**WHAT THE TASK ASKS**
Each line of the data must be set down again without a single difference.

**AVAILABLE DATA**
..............................

PR #1189, opened 2021-01-18
PHPC-1529: Reset libmongocrypt key vault client after forking

alcaeus:
PHPC-1529

Fixing this in master to take advantage of the new disableClientPersistence option for tests. The test was a bit tricky to write, but I managed to verify that the keyVaultClient is reset by triggering a reset on the client (by running a query in the fork), then trying to iterate a cursor that was previously opened on the keyVaultClient. With the additional call to `php_phongo_client_reset_once` removed, this test fails as expected.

..............................

**SOLUTION**
PR #1189, opened 2021-01-18
PHPC-1529: Reset libmongocrypt key vault client after forking

alcaeus:
PHPC-1529

Fixing this in master to take advantage of the new disableClientPersistence option for tests. The test was a bit tricky to write, but I managed to verify that the keyVaultClient is reset by triggering a reset on the client (by running a query in the fork), then trying to iterate a cursor that was previously opened on the keyVaultClient. With the additional call to `php_phongo_client_reset_once` removed, this test fails as expected.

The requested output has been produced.